Task input:
PR #105, opened 2026-05-04
implement native networkmodels

jd-lara:
This is part 1 of removing the dependency on PowerModels. More testing ideas from what's here already are welcome.

## Update: rebase onto main + PSY6/IOM-main units management

Per @jd-lara's request, the branch was updated to current `main` with the new dependencies and unit-system management:

- Merged `origin/main` into the branch and resolved conflicts in `src/ac_transmission_models/branch_constructor.jl` (kept both the new `Transformer3W` native DCP/ACP `construct_device!` methods and the new `TwoTerminalVSCLine` methods from main) and `test/Project.toml`.
- Pointed `[sources]` at the Sienna-Platform org with `IS4`, `psy6`, and `main` for `InfrastructureOptimizationModels` (plus `psy6` for `PowerNetworkMatrices`/`PowerSystemCaseBuilder` and `lk/psy6-units` for `PowerFlows` in the test environment).
- Renamed leftover `OperationsProblemTemplate` references in the native DCP/ACP `construct_network!` methods to `PowerOperationsProblemTemplate`.
- Added the `PSY.SU` unit-system argument to PSY accessors used by the native `branch_admittance` and `branch_flow_limits` helpers (`get_series_admittance`, `get_b`, `get_primary_shunt`, `get_r`, `get_x`, `get_flow_limits`, `get_rating`) to align with PSY6 conventions.
- Updated `test/test_native_dcp_acp_models.jl` to use the unit-system aware accessors.

`test_native_dcp_acp_models` and `test_network_constructors` pass under PSY6/IOM-main. Some unrelated pre-existing variable-bound accessors in `src/ac_transmission_models/AC_branches.jl` (the `get_variable_upper_bound`/`get_variable_lower_bound` definitions for `MonitoredLine`, `TapTransformer`, and `Transformer2W`) still call `PSY.get_flow_limits(d)`/`PSY.get_rating(d)` without `PSY.SU`; these surface in `test_device_branch_constructors` after the PSY6 bump but are outside the native NetworkModel scope of this PR.


src/network_models/acp_model.jl
```diff
@@ -0,0 +1,166 @@
+# Native ACP network formulation. Provides bus voltage magnitude + angle
+# variables, slack-bus pinning (vm + va), and active+reactive nodal balance.
+# Branch flow variables, rate limits, and AC power flow constraints are added
+# by the branch device construction path (Phase F).
+#
+# Convention: variables/constraints indexed by ACBus use bus NAME (String) — see dcp_model.jl.
+# add_variables!(VoltageAngle, ...) for ACPPowerModel is defined in dcp_model.jl
```
jd-lara, line 7: For situation like this use a network_common.jl file

src/network_models/acp_model.jl
```diff
@@ -0,0 +1,166 @@
+# Native ACP network formulation. Provides bus voltage magnitude + angle
```
jd-lara, line 1: Check that this is tested with systems that contain multiple subnetworks with distinct slack buses

src/network_models/acp_model.jl
```diff
@@ -0,0 +1,166 @@
...
+        ReferenceBusConstraint,
+        PSY.ACBus,
+        subnet_keys,
+        time_steps;
+        meta = "vm",
+    )
+
+    for k in subnet_keys
+        bus_set = subnets[k]
+        ref = _find_reference_bus(sys, bus_set)
```
jd-lara: This should error earlier in the network model subnets. This code should be already covered in several of the network models checks.

src/network_models/acp_model.jl
```diff
@@ -0,0 +1,166 @@
...
+        # Skip subnetworks without an AC reference bus (e.g. an isolated DC-side
+        # island connected through HVDC converters).
+        ref === nothing && continue
+        ref_name = ref.name
```
jd-lara: using dot access is a clear break from the Sienna.md practices. Unacceptable

src/network_models/dcp_model.jl
```diff
@@ -0,0 +1,131 @@
...
+# slack-bus pinning, and active-power nodal balance. Branch flow variables,
+# rate limits, and ohms are added by the branch device construction path
+# (see ac_transmission_models/AC_branches.jl and branch_constructor.jl).
+#
+# Convention: variables and constraints indexed by ACBus use bus NAME (String)
+# axes — matches the bridge convention and IOM's dual-extraction logic.
+# System-balance expressions (ActivePowerBalance) are indexed by bus NUMBER
+# (Int) per make_system_expressions.jl, so internal lookups translate names↔numbers.
+
+function _bus_name_number_pairs(
```
jd-lara, line 11: This information is also available from the NetworkModel

src/ac_transmission_models/AC_branches.jl
```diff
@@ -1253,3 +1269,997 @@ function add_to_objective_function!(
...
+    branch_admittance(branch) -> NamedTuple
+
+Returns the π-equivalent admittance parameters of an AC branch in per-unit:
+- `g, b`: series conductance and susceptance computed from `(r, x)`
+- `g_fr, b_fr`: from-side shunt
+- `g_to, b_to`: to-side shunt
+- `tap`: voltage-ratio magnitude (1.0 if not a tap-changing transformer)
+- `shift`: nominal phase-shift angle in radians (0.0 if not a PST; the value of α for fixed PSTs)
+"""
+function branch_admittance end
```
luke-kiernan: Does `branch_admittance` really belong here in POM? I'd sooner put it in PNM or perhaps even in PSY for the raw components.

src/ac_transmission_models/AC_branches.jl
```diff
@@ -1253,3 +1269,997 @@ function add_to_objective_function!(
...
+
+################################## Native ACP apparent-power rate constraints ###############
+
+"""
+Add from-to apparent-power rate limit constraint for ACBranch under the native ACPPowerModel.
+
+Constrains pft^2 + qft^2 ≤ rating^2.  Does not depend on PTDF / network-reduction
+infrastructure; iterates directly over devices.
+"""
+function add_constraints!(
```
luke-kiernan: These next 2 functions only differ by `FromTo` versus `ToFrom`. Combine: either multiple dispatch pattern or just separate out the 3 `get_variable` calls and delegate the last dozen lines to a helper.

src/ac_transmission_models/AC_branches.jl
```diff
@@ -1253,3 +1269,997 @@ function add_to_objective_function!(
...
+
+################################## Native DCP branch constraints ############################
+
+"""
+Add branch flow rate (rating) constraints for ACBranch under the native DCPPowerModel.
+
+This is a simple lb/ub pair on the FlowActivePowerVariable that does not depend on the
+PTDF / network-reduction infrastructure used by the AbstractActivePowerModel dispatch.
+"""
+function add_constraints!(
```
luke-kiernan, line 1653: There's nothing novel about the types or math here: imo this ought to be calling some IOM function. In the no-slacks case, `add_range_constraints!` works; we might need to add a variant of `add_range_constraints!` that allows for slacks.

src/ac_transmission_models/AC_branches.jl
```diff
@@ -1253,3 +1269,997 @@ function add_to_objective_function!(
...
+end
+
+"""
+Add branch angle-difference limit constraints for ACBranch under the native ACPPowerModel.
+
+Only branches for which `PSY.get_angle_limits` is defined and that carry non-trivial limits
+(i.e. not the ±π defaults) receive a constraint.  Branches where the method is not defined
+are silently skipped.
+"""
+function add_constraints!(
```
luke-kiernan: Looks identical or nearly identical to the `DCPPowerModel` implementation. Combine.

src/ac_transmission_models/AC_branches.jl
```diff
@@ -1253,3 +1269,997 @@ function add_to_objective_function!(
...
+#
+# Indexing the flow containers by these unique strings keeps the variable
+# storage 2D (name × time) without inventing a new container shape.
+################################################################################
+
+"""
+Returns a tuple of 3 NamedTuples, one per winding of a Transformer3W:
+  (suffix, arc, r, x, rating, tap, base_power)
+"""
+function _three_winding_arcs(t::PSY.Transformer3W)
```
luke-kiernan: `_three_winding_arcs` and `_winding_admittance`  seem like they belong in PNM or PSY.

src/network_models/dcp_model.jl
```diff
@@ -0,0 +1,131 @@
...
+        bus_by_no = Dict{Int, PSY.ACBus}(
+            PSY.get_number(b) => b for b in PSY.get_components(PSY.ACBus, sys)
+        )
+        return Tuple{String, Int}[(PSY.get_name(bus_by_no[n]), n) for n in bus_numbers]
+    end
+end
+
+# Shared between DCPPowerModel and ACPPowerModel — both put VoltageAngle on every
+# bus axis with no bounds. Slack-bus pinning is applied by ReferenceBusConstraint.
+function add_variables!(
```
luke-kiernan, line 53: Not needed: looks equivalent to the generic `add_variables!` implementation in IOM.

edit: might need to define `get_variable_binary` to be `false` for that implementation to work.

src/network_models/dcp_model.jl
```diff
@@ -0,0 +1,131 @@
...
+function _find_reference_bus_name(sys::PSY.System, bus_set)::Union{Nothing, String}
+    for b in PSY.get_components(PSY.ACBus, sys)
+        if PSY.get_number(b) in bus_set && PSY.get_bustype(b) == PSY.ACBusTypes.REF
+            return PSY.get_name(b)
+        end
+    end
+    return nothing
+end
+
+function add_constraints!(
```
luke-kiernan, line 123: Same as above: check IOM for relevant helper functions

src/ac_transmission_models/AC_branches.jl
```diff
@@ -1253,3 +1269,997 @@ function add_to_objective_function!(
...
+        b_to = adm.b_to
+        tm = adm.tap
+        nominal_shift = adm.shift
+        from_bus_obj = PSY.get_from(PSY.get_arc(d))
+        to_bus_obj = PSY.get_to(PSY.get_arc(d))
+        from_bus = PSY.get_name(from_bus_obj)
+        to_bus = PSY.get_name(to_bus_obj)
+        # Pre-compute constant coefficients from tap + shift.
+        # Convention (same as PowerModels.jl ACP):
+        #   tr = tm * cos(shift),  ti = tm * sin(shift)
```
luke-kiernan, line 1878: Yikes this is complicated. Would be good to get some tests here. Is there a simple way to tell if it's correct via complex number math or numerical approximations?

luke-kiernan (commented):
Big picture things:
1. In my opinion, `JuMP` calls only belong in POM if they're device-specific or otherwise bespoke. If you're just assigning upper/lower bounds with some slacks, I'd prefer to have the math live back in IOM.
2. In `construct_device!` calls, we almost always write
```julia
add_variables!(container, FlowActivePowerFromToVariable, devices, StaticBranchBounds)
add_variables!(container, FlowActivePowerToFromVariable, devices, StaticBranchBounds)
add_variables!(container, FlowReactivePowerFromToVariable, devices, StaticBranchBounds)
add_variables!(container, FlowReactivePowerToFromVariable, devices, StaticBranchBounds)
```
instead of
```julia
for flow_var in (FlowActivePowerFromToVariable, ...) # list 4 variable types
    add_variables!(container, flow_var, devices, StaticBranchBounds)
end
```
Is there a good reason for this pattern? I find the 2nd much easier to parse at a glance

jd-lara:
@luke-kiernan after a second look this PR needs more work since it isn't leveraging correctly the mappings in NetworkModels. I need to direct Claude better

Assignment: Everything from the first line of the records through the line containing "## Update: rebase" is to be set down exactly, while later lines are left out.

Reply to the exercise:
PR #105, opened 2026-05-04
implement native networkmodels

jd-lara:
This is part 1 of removing the dependency on PowerModels. More testing ideas from what's here already are welcome.

## Update: rebase onto main + PSY6/IOM-main units management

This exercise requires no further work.